Cloud policy, big data and the long tail of science
Microsoft has been closely involved in the incubation and activity of SIENA and its preceding projects. As the EC funded Venus-C project and our other cloud research engagement collaborations around the world approach the end of their second year, we have taken stock of the lessons we have learned and we chose to share our most interesting findings with the Cloudscape community.
Cloud Computing and the rise of the data tsunami are creating a revolution in scientific research. The explosion of data is transforming every field of inquiry. Biologists, astronomers, anthropologists, sociologists, political scientists, geologists are all now data scientists. They are recognizing that access to data on a huge scale and cloud-based statistical and machine learning tools enables them to make discoveries they could not have made before. The vast majority of these scientists have never had access to supercomputer networks and they relied mostly on desktop resources. In terms of the distribution of resources and the numbers of researchers and their productivity they are the ‘long tail of science’: they number in the thousands for each traditional supercomputer user. They are also the researchers that will create and inspire the innovations for startup companies that will leverage the economies of the cloud to build the businesses we need to drive the economy.

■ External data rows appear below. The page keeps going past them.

PR #206, opened 2021-12-30
enable RAFT.CLUSTER INIT to define the local cluster id string

sjpotter:
it is enforced to be 32 characters

### DIFF
--- a/redisraft.c
+++ b/redisraft.c
@@ -524,8 +524,9 @@ error:
     return REDISMODULE_OK;
 }
 
-/* RAFT.CLUSTER INIT
+/* RAFT.CLUSTER INIT <id>
  *   Initializes a new Raft cluster.
+ *   <id> is an optional 32 character string, if set, cluster will use it for the id
  * Reply:
  *   +OK [dbid]
  *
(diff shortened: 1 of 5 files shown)


redisraft.c
```diff
@@ -548,11 +549,14 @@ static int cmdRaftCluster(RedisModuleCtx *ctx, RedisModuleString **argv, int arg
...
     if (!strncasecmp(cmd, "INIT", cmd_len)) {
-        if (argc != 2) {
+        if (argc < 2 || argc > 3) {
             RedisModule_WrongArity(ctx);
             return REDISMODULE_OK;
         }
         req = RaftReqInit(ctx, RR_CLUSTER_INIT);
+        if (argc == 3) {
+            req->r.cluster_init.id = RedisModule_CreateStringFromString(ctx, argv[2]);
+        }
```
tezc, line 559: How about defining `cluster_init.id` as char[RAFT_DB_ID_LEN + 1] to avoid dynamic string handling? I didn't try the code but something like this may work : 
```suggestion
        char cluster_id[RAFT_DB_ID_LEN + 1];
        if (argc == 2) {
             RedisModule_GetRandomHexChars(cluster_id, RAFT_DBID_LEN);
             cluster_id[RAFT_DBID_LEN] = '\0';
        } else {
            size_t len;
            char *reqId = RedisModule_StringPtrLen(argv[2], &len);
            if (len != RAFT_DBID_LEN) {
                  RedisModule_ReplyWithError(ctx, "ERR cluster id must be 32 characters");
                  return REDISMODULE_OK;
            }
            memcpy(cluster_id, reqId, RAFT_DBID_LEN);
            cluster_id[RAFT_DBID_LEN] = '\0';
        } 
        
        req = RaftReqInit(ctx, RR_CLUSTER_INIT);
        mempy(req->r.cluster_init.id, cluster_id, RAFT_DBID_LEN + 1);
        
```

sjpotter:
note that the test I dded in the pr will fail right now as depends on shardgroup update pr for now (both would want to add a field th raft.info)

tezc (approved):

PR #212, opened 2022-01-04
fix raftNodeHasSufficientLogs assert

sjpotter:
raft_recv_entry (for config changes, which this does) can fail.  this assumed it couldn't.

the caller of this callback already expected it could fail.


tezc:
Just to note an example, if leader transfership is in progress when raftNodeHasSufficientLogs is called, `raft_recv_entry()` will reject the entry.

tezc (approved):

PR #215, opened 2022-01-06
Add fsync stats to raft.info

tezc:


yossigo (commented):
@tezc Redis has a monotonic time facility (see `monotonic.h`), which is not currently exposed to modules but might be useful here. Maybe it's an opportunity to add an API for it. WDUT?

tezc:
@yossigo. Is it really useful to have this in module API? It's basically a few lines of code, just a call to `clock_gettime()` and it has no dependency to Redis itself (we'll be just substituting a libc call with an API call). Doesn't this make API bigger without significant benefits?

yossigo:
@tezc To summarize our discussion, the answer is probably yes and the reason is the Redis monotonic timer mechanism supports different implementations including directly accessing a CPU timer on amd64 and arm64 platforms.

yossigo (dismissed):

yossigo (dismissed):

tezc:
Sorry I'll need another approval, CI is failed and need to rebase the PR.

yossigo (approved):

The cloud has the potential to democratize science by providing powerful computing and data analysis to any researcher. But there are substantial challenges ahead that must be addressed before this revolution can be fully realized. Most of these challenges are not as much technical as they are policy related. The key policy issues we have identified are:
- The capital expenditure (CAPEX) funding model for research infrastructure. Funding agencies often have policies that require computing to be a physical acquisition that generates a fixed capital expense. Cloud computing services are consumed as needed and don’t fit well into science grant budgets and when they do, they are taxed with overhead charges that make them extremely expensive.
- In many countries there are now requirements that all data produced by government funded research be made available to all interested researchers in a permanent and sustainable fashion. Like all Open Data efforts, this is desirable, but how can we find financially sustainable ways to make this possible? Are there ways to provide value-added analytical and search services that make using data easier?
- Data sovereignty is an important topic and it is important that we have globally harmonized data protection policies, but not all data is created equal. Scientific data has value that is global in importance and it must be able to flow across national boundaries without constraint.
The cloud is increasingly becoming the point at which all of world’s digital instrument data, economic and social data streams converge. Once in the cloud this data can be mined to help us avert famine and track the sources of contagion. Data analytics on these mashed-up data sources can optimize our use of carbon and make our global economies more efficient. But we must find ways to keep this capability from being used against people. We have work to do. Can our scientific research establish ways in which our data can be better protected and put under our control?
Of course there are other, more technical challenges to making the cloud productive for scientific use. Chief among these are the fact that the cloud requires a new generation of data exploration tools that can be used by researchers as easily as they use a desktop spreadsheet program. However, once that has been mastered many new and creative approaches to scientific discovery are possible.